Урок анатомии. Пражская оргия (Рот) - страница 117

Войдя в дом, Цукерман добрался до стула и сел. Мистер Фрейтаг говорил из кухни:

– Эта грубая кристаллическая соль, кошерная соль… – Последовали пространные рассуждения о соли.

Шерстяной индейский ковер. Тиковая мебель. Лампы Ногучи.

Чикагский шейкеризм.

Однако кое-каких вещей не хватало. На уровне глаз – светлые пятна на местах, где прежде висели картины. Дырки в штукатурке – там раньше были крючки. Раздел имущества.

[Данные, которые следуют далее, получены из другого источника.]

Issue #332, opened 2017-06-29
Unhealthy cluster after removing a peer in 2 node cluster


kshlm:
(Only valid once #324 is merged)
Deleting the 2nd peer in a 2 node cluster will leave the 1st node unresponsive. This happens when using the embedded elastic store.

This happens because the etcd instance is left without quorum to operate when the 2nd peer leaves. With 3 or more peers, the etcd cluster still has quorum and can continue to serve requests.

Solving this requires changes to elasticetcd and the deletepeer code, to introduce special cases for handling deletes in a 2node cluster.

prashanthpai:
Related to issue #323 ?

atinmu:
Is this issue still valid?

PR #347, opened 2017-07-27
CI test PR [Do NOT merge]

prashanthpai:


prashanthpai:
retest this please

prashanthpai:
@kshlm just adding the listing operation causes the CI test to fail (in list peer on my machine but remove peer on CI machines) which shouldn't happen. The same 2 node test passes when it doesn't do the listing!

prashanthpai:
I'm closing this PR. This has demonstrated the race that I could see and the [issue with quorum in a two-node cluster](https://github.com/gluster/glusterd2/issues/332)

PR #351, opened 2017-08-01
volgen: Template file based graph and volfile generator

kshlm:
Volgen aims to work as follows,

- Developers create text files to define the structure of various
GlusterFS graphs. (Format isn't finalized yet)
- Volgen reads these template files, to create a an empty template
graph.
- From this template graph, volgen can generate final graphs by filling
in information from volinfo
- This graph will be converted to a volfile using a common volfile
template.

This current commit handles linear graphs and can generate a volfile for
a brick with some options missing. As the generated volfile isn't yet
workable, this hasn't been integrated with the rest of GD2.


purpleidea:
Can you briefly describe the graph format for the stupid ones like me that don't know as much about gluster internals? Is this a DAG? Is it a list? Thanks!

kshlm:
> Can you briefly describe the graph format for the stupid ones like me that don't know as much about gluster internals? Is this a DAG? Is it a list? Thanks!

GlusterFS volume graphs are DAGs, with the xlators as nodes and the direction of the edges representing the flow of requests. Each glusterfs process has it's own graph of xlators, specifically created for the function it needs to perform. The graphs are described in the volfiles, which are used by the glusterfsd process to build and load the actual graph.

In a most cases, GlusterFS graphs are either linear with no branches, or symmetric trees. Brick graphs are linear and client graphs are symmetric (when having more than one brick). We have a few possible asymmetric graphs, for example the graphs for tiered volumes.

The volfiles describe the final graph including all the branches, names and options of the xlators. The template file in this PR, just describes the order/hierarchy of the xlators in the tree. The volgen package reads this template to build a template graph. It then generates the final graph by filling in missing information using the volume info, and writes out the final graph as a volfile.

Glusterd-1 also did the same, except the order was hard coded and each graph type had unique generator functions. This made it hard to modify these graphs. For GD2 we want to remove this sort of hardcoding, and provide tools to make it simple for developers to define graphs. This PR is an effort in that direction.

Картины забрала жена. И пластинки тоже. На полках под проигрывателем осталось только четыре в порванных потрепанных конвертах. Книжные полки в гостиной тоже были разграблены. Похоже, целиком и полностью Бобби получил только Грегори.

Цукерман прилагал все усилия, чтобы видеть, где находится, – чтобы быть там, где находится, хотя его здесь не было. Спальня Грегори. Мистер Фрейтаг открыл дверь шкафа.

– Он не из тех нынешних ребяток, кто за собой не следит. Он у нас аккуратист. Всегда причесан безукоризненно. Одевается прекрасно. Вы только посмотрите на рубашки. Синие в ряд, коричневые в ряд, полосатые с одной стороны, клетчатые с другой, однотонные посередине. Все идеально.

– Хороший мальчик.

– В душе он чудесный мальчик, но Бобби вечно занят, а мать, увы, никак его не наставляет. Она и себя никак не могла наставить, тем более его. Но с тех пор как я здесь, я над ним работаю, и вот что я скажу: кое-какой результат есть. Вчера утром мы сидели тут, в этой комнате, вдвоем, и я рассказывал ему о его отце. Как Бобби учился. Как помогал в магазине. Видели бы вы, как он слушал. “Да, дедушка, да, я все понимаю”. Я рассказывал, как начал торговать сумками, как мы с братом бросили школу и пошли работать в кожевенную мастерскую – надо было отцу помогать, в семье-то восемь человек. А было мне четырнадцать дет. Как начался Кризис, я обзавелся тележкой и в выходные и вечерами ходил по домам, продавал тогда еще довольно убогие сумки. Днем крутил в пекарне халы, а вечером ходил с тележкой. И знаете, что он мне сказал, когда я закончил? Он мне сказал: “Тяжелая у тебя была жизнь, дедушка”. У Бобби своя работа, у меня своя. Вот что я понял, когда сидел с нашим мальчиком. Я снова стану отцом. Кому-то надо этим заниматься, вот я и буду. – Он снял пальто и снова посмотрел на часы. – Подождем, – сказал он. – Еще пятнадцать минут, до десяти, и, если он не появится, поедем. Не понимаю! Я всем его друзьям позвонил. У них его нет. Где он ходит по ночам? Куда ездит? Как мне узнать, все ли с ним в порядке? Садятся за руль, а куда катят – сами не знают. Машина у него – сплошное расстройство. Я Роберту сказал: “Не надо ему никакой машины!” И тут он расплакался. Сильный, крупный мужчина, такой же темноволосый, как Бобби, правда, от горя сильно поседевший. Он всем существом пытался сдержать слезы: по его плечам, по груди, по мясистым рукам, которые во времена Депрессии крутили халы, было видно, что он презирает себя за слабость, готов все вокруг разорвать в клочья. На нем были клетчатые штаны и новая красная фланелевая рубашка – так одевается человек, который не желает, если есть силы, ничему покоряться. Но сил не хватало.